▶ **Records provided**:
PR #3970, opened 2023-12-04
update constructor and Symbol.toStringTag properties on Iterator.prototype

michaelficarra:
Updates tests for these two properties to match https://github.com/tc39/proposal-iterator-helpers/pull/287.

### DIFF
--- a/test/built-ins/Iterator/prototype/Symbol.toStringTag/prop-desc.js
+++ b/test/built-ins/Iterator/prototype/Symbol.toStringTag/prop-desc.js
@@ -1,6 +1,7 @@
 // Copyright (C) 2023 Michael Ficarra. All rights reserved.
 // This code is governed by the BSD license found in the LICENSE file.
 /*---
+esid: sec-iteratorprototype-@@tostringtag
 description: Property descriptor
 info: |
   `Iterator.prototype[@@toStringTag]` is an accessor property with attributes { [[Enumerable]]: *false*, [[Configurable]]: *true* }
--- a/test/built-ins/Iterator/prototype/Symbol.toStringTag/weird-setter.js
+++ b/test/built-ins/Iterator/prototype/Symbol.toStringTag/weird-setter.js
@@ -23,11 +23,13 @@ let { get, set } = Object.getOwnPropertyDescriptor(Iterator.prototype, Symbol.to
 assert.sameValue(Iterator.prototype[Symbol.toStringTag], 'Iterator');
 assert.sameValue(get.call(), 'Iterator');
 
-// 1. Let _O_ be ? RequireObjectCoercible(*this* value).
+// 1. If _this_ is not an Object, then
+//   1. Throw a *TypeError* exception.
 assert.throws(() => set.call(undefined, ''));
 assert.throws(() => set.call(null, ''));
+assert.throws(() => set.call(true, ''));
 
-// 1. If _O_ is _home_, then
+// 1. If _this_ is _home_, then
 //   1. NOTE: Throwing here emulates assignment to a non-writable data property on the _home_ object in strict mode code.
 //   1. Throw a *TypeError* exception.
 assert.throws(() => set.call(IteratorPrototype, ''));
@@ -37,7 +39,7 @@ assert.sameValue(Iterator.prototype[Symbol.toStringTag], 'Iterator');
 assert.sameValue(get.call(), 'Iterator');
 
 // 1. If _desc_ is *undefined*, then
-//   1. Perform ? CreateDataPropertyOrThrow(_O_, _p_, _v_).
+//   1. Perform ? CreateDataPropertyOrThrow(_this_, _p_, _v_).
 let o = {};
 set.call(o, sentinel);
 assert.sameValue(o[Symbol.toStringTag], sentinel);
@@ -46,7 +48,7 @@ assert.sameValue(Iterator.prototype[Symbol.toStringTag], 'Iterator');
 assert.sameValue(get.call(), 'Iterator');
 
 // 1. Else,
-//   1. Perform ? Set(_O_, _p_, _v_, *true*).
+//   1. Perform ? Set(_this_, _p_, _v_, *true*).
 GeneratorPrototype[Symbol.toStringTag] = sentinel;
 assert.sameValue(GeneratorPrototype[Symbol.toStringTag], sentinel);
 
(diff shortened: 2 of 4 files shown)


test/built-ins/Iterator/prototype/Symbol.toStringTag/prop-desc.js
```diff
@@ -1,20 +1,17 @@
 // Copyright (C) 2023 Michael Ficarra. All rights reserved.
 // This code is governed by the BSD license found in the LICENSE file.
 /*---
-es6id: 25.1.2.1
```
linusg, line 4: https://github.com/tc39/test262/blob/main/CONTRIBUTING.md#esid says `esid` is required for all new tests; I'm not sure how strictly that's enforced but might be nice to update this instead of removing it entirely

michaelficarra: Added.

test/built-ins/Iterator/prototype/Symbol.toStringTag/prop-desc.js
```diff
@@ -1,20 +1,18 @@
...
-  configurable: true,
-});
+verifyConfigurable(Iterator.prototype, Symbol.toStringTag);
+verifyNotEnumerable(Iterator.prototype, Symbol.toStringTag);
+
+let desc = Object.getOwnPropertyDescriptor(Iterator.prototype, Symbol.toStringTag);
+assert.sameValue(typeof desc.get, 'function');
+assert.sameValue(typeof desc.set, 'function');
+assert.sameValue(desc.value, undefined);
+assert.sameValue(desc.writable, undefined);
```
ljharb, line 18: do we really want to have tests for the kind of property when we're hoping to change it?

iow, could we test that it Gets the right value and that writing to a subclass when it's frozen works?

michaelficarra: I don't think the test262 tests are going to impact our ability to do that, just like the current tests didn't impact our ability to do the accessors. We just revert this PR when we make the change.

ptomato: For me it depends on when we expect to know whether the future change will happen or not. If we expect it relatively soon, I'd prefer to avoid the churn in order to save maintainer time. If it could be indefinitely long, I'd say we should merge this as is.

test/built-ins/Iterator/prototype/Symbol.toStringTag/weird-setter.js
```diff
@@ -0,0 +1,57 @@
...
+assert.sameValue(o[Symbol.toStringTag], sentinel);
+
+assert.sameValue(Iterator.prototype[Symbol.toStringTag], 'Iterator');
+assert.sameValue(get.call(), 'Iterator');
+
+// 1. Else,
+//   1. Perform ? Set(_this_, _p_, _v_, *true*).
+Object.freeze(IteratorPrototype);
+GeneratorPrototype[Symbol.toStringTag] = sentinel;
+assert.sameValue(GeneratorPrototype[Symbol.toStringTag], sentinel);
```
syg, line 54: `GeneratorPrototype`'s [[Prototype]] has a non-writable own data property named `Symbol.toStringTag`, so this line seems wrong.

h/t @rmahdav

test/built-ins/Iterator/prototype/constructor/weird-setter.js
```diff
@@ -0,0 +1,57 @@
...
+assert.sameValue(o.constructor, sentinel);
+
+assert.sameValue(Iterator.prototype.constructor, Iterator);
+assert.sameValue(get.call(), Iterator);
+
+// 1. Else,
+//   1. Perform ? Set(_this_, _p_, _v_, *true*).
+Object.freeze(IteratorPrototype);
+GeneratorPrototype.constructor = sentinel;
+assert.sameValue(GeneratorPrototype.constructor, sentinel);
```
syg, line 54: `GeneratorPrototype`'s [[Prototype]] has a non-writable own data property `constructor`, so this line seems wrong.

h/t @rmahdav

syg (approved):

ptomato (approved):
Coming back to this after the winter break, I don't see a revert of this on the agenda among the other iterator topics for February 2024, so I think we should assume it's not changing in the short term and should merge it.

test/built-ins/Iterator/prototype/Symbol.toStringTag/prop-desc.js
```diff
@@ -1,20 +1,18 @@
...
 features: [iterator-helpers]
 includes: [propertyHelper.js]
 ---*/
-verifyProperty(Iterator.prototype, Symbol.toStringTag, {
-  value: 'Iterator',
-  writable: true,
-  enumerable: false,
-  configurable: true,
-});
+verifyConfigurable(Iterator.prototype, Symbol.toStringTag);
```
iamstolis, line 11: This test and the corresponding one for `constructor` property are broken. `verifyConfigurable()` calls `isConfigurable()` that [deletes](https://github.com/tc39/test262/blob/main/harness/propertyHelper.js#L122) the property. So, the subsequent parts of this test fail because the property is not there anymore.

If you want to use `verifyConfigurable()` then it should be the last statement of the test.

test/built-ins/Iterator/prototype/Symbol.toStringTag/weird-setter.js
```diff
@@ -0,0 +1,57 @@
...
+let sentinel = 'a';
+
+let { get, set } = Object.getOwnPropertyDescriptor(Iterator.prototype, Symbol.toStringTag);
+
+assert.sameValue(Iterator.prototype[Symbol.toStringTag], 'Iterator');
+assert.sameValue(get.call(), 'Iterator');
+
+// 1. If _this_ is not an Object, then
+//   1. Throw a *TypeError* exception.
+assert.throws(() => set.call(undefined, ''));
```
iamstolis, line 27: This test and the corresponding one for `constructor` property are broken. The first argument of `assert.throws()` [should be](https://github.com/tc39/test262/blob/main/harness/assert.js#L71) the expected error (i.e. `TypeError` in this case).

ptomato:
@iamstolis Thanks for catching these, would you mind opening an issue, otherwise the comments will probably get lost :smile:

iamstolis:
> @iamstolis Thanks for catching these, would you mind opening an issue, otherwise the comments will probably get lost 😄

Done: #3993.

PR #3971, opened 2023-12-06
Add tests for Stage 3 Decorator Metadata

rbuckton:
This adds tests for the Stage 3 [Decorator Metadata](https://github.com/tc39/proposal-decorator-metadata) proposal, per the specification PR at https://github.com/pzuraq/ecma262/pull/10.

/cc: @pzuraq


test/language/expressions/class/decorator/metadata/metadata-prop-desc.js
```diff
@@ -0,0 +1,25 @@
...
+var contextObj;
+function dec(_, context) {
+  contextObj = context;
+}
+
+let C = @dec class C {};
+assert.sameValue(typeof contextObj.metadata, "object");
+verifyNotEnumerable(contextObj, "metadata");
+verifyWritable(contextObj, "metadata");
+verifyConfigurable(contextObj, "metadata");
```
ljharb, line 25: verifyProperty

test/language/statements/class/decorator/metadata/metadata-attached-when-class-is-decorated.js
```diff
@@ -0,0 +1,43 @@
...
+features: [decorators, decorator-metadata]
+---*/
+
+function dec() {}
+
+@dec class C1 {}
+assert.sameValue(typeof C1[Symbol.metadata], "object");
+
+class C2 { @dec method() {} }
+assert.sameValue(typeof C2[Symbol.metadata], "object");
```
ljharb, line 40: null?

test/language/statements/class/decorator/metadata/metadata-prop-desc.js
```diff
@@ -0,0 +1,25 @@
...
+var contextObj;
+function dec(_, context) {
+  contextObj = context;
+}
+
+@dec class C {}
+assert.sameValue(typeof contextObj.metadata, "object");
+verifyNotEnumerable(contextObj, "metadata");
+verifyWritable(contextObj, "metadata");
+verifyConfigurable(contextObj, "metadata");
```
ljharb, line 25: verifyProperty

test/built-ins/Symbol/metadata/prop-desc.js
```diff
@@ -0,0 +1,17 @@
...
+    This property has the attributes { [[Writable]]: false, [[Enumerable]]:
+    false, [[Configurable]]: false }.
+includes: [propertyHelper.js]
+features: [decorator-metadata]
+---*/
+
+assert.sameValue(typeof Symbol.metadata, 'symbol');
+verifyNotEnumerable(Symbol, 'metadata');
+verifyNotWritable(Symbol, 'metadata');
+verifyNotConfigurable(Symbol, 'metadata');
```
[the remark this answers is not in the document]
rbuckton: Testing that the value of `Symbol.metadata` is `Symbol.metadata` is a bit reductive as it would only be testing that `Object.getOwnPropertyDescriptor` works. I'll make the switch to `verifyProperty`, though.

ljharb (approved):
seems good! would be nice to have another review before merging.

test/language/expressions/class/decorator/metadata/metadata-inheritance-not-affected-when-base-metadata-replaced.js
```diff
@@ -0,0 +1,46 @@
+// Copyright (C) 2023 Ron Buckton. All rights reserved.
+// This code is governed by the BSD license found in the LICENSE file.
+
+/*---
+esid: sec-runtime-semantics-classdefinitionevaluation
+description: >
+    Metadata on a derived class inherits from the metadata of the declared super class.
```
ptomato, line 7: Suggestion, the description could be a bit more specific here, more like the title of the test: maybe something like "Metadata on a derived class inherits from the original metadata of the declared super class, unaffected by overwriting"

test/language/expressions/class/decorator/metadata/metadata-inheritance.js
```diff
@@ -0,0 +1,43 @@
+// Copyright (C) 2023 Ron Buckton. All rights reserved.
+// This code is governed by the BSD license found in the LICENSE file.
+
+/*---
+esid: sec-runtime-semantics-classdefinitionevaluation
+description: >
+    Metadata is only attached when a class or class element is decorated.
```
ptomato, line 7: This description seems copied from somewhere else, maybe something like "Metadata inherits from the metadata of the super class"?

test/language/expressions/class/decorator/metadata/metadata-is-plain-object.js
```diff
@@ -0,0 +1,32 @@
...
+      c. Set metadataObj to OrdinaryObjectCreate(metadataParent).
+    [...]
+features: [decorators, decorator-metadata]
+---*/
+
+function dec() {}
+
+let C = @dec class C {};
+const metadata = C[Symbol.metadata];
+assert(Object.isExtensible(metadata));
```
ptomato, line 32:
```suggestion
assert(Object.isExtensible(metadata), "Metadata is not frozen");
```
(I suggest using assertion messages at least in plain `assert()`, otherwise if it fails you get "Expected false to be true" or something like that)

ptomato: Should we additionally verify that the object is a plain object, something like this?
```js
assert.sameValue(Object.getPrototypeOf(metadata), Object.prototype, "Metadata's prototype is Object.prototype");
```

test/language/expressions/class/decorator/metadata/context-metadata-prop-desc.js
```diff
@@ -0,0 +1,27 @@
...
+
+var contextObj;
+function dec(_, context) {
+  contextObj = context;
+}
+
+void @dec class C {};
+assert.sameValue(typeof contextObj.metadata, "object");
+verifyProperty(contextObj, 'metadata', {
+  enumerable: false,
```
ptomato, line 24: By my reading of the spec, this seems like it should be true? In CreateDecoratorContextObject we create the property with CreateDataPropertyOrThrow, which calls [CreateDataProperty](https://tc39.es/ecma262/#sec-createdataproperty), which creates enumerable properties.

ptomato (changes requested):
Thanks for doing this!

The only blocker would be the context metadata property descriptor (if I'm correct about that.) I had a few other suggestions for improvements elsewhere.

Note that all the comments on `expressions/class/decorator/metadata/` apply to the corresponding tests in `statements/class/decorator/metadata/` as well.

▶ **Exercise description**: From the records above, show each line that contains the word "only".

▶ **Solution to the problem**:
rbuckton: Testing that the value of `Symbol.metadata` is `Symbol.metadata` is a bit reductive as it would only be testing that `Object.getOwnPropertyDescriptor` works. I'll make the switch to `verifyProperty`, though.
+    Metadata is only attached when a class or class element is decorated.
The only blocker would be the context metadata property descriptor (if I'm correct about that.) I had a few other suggestions for improvements elsewhere.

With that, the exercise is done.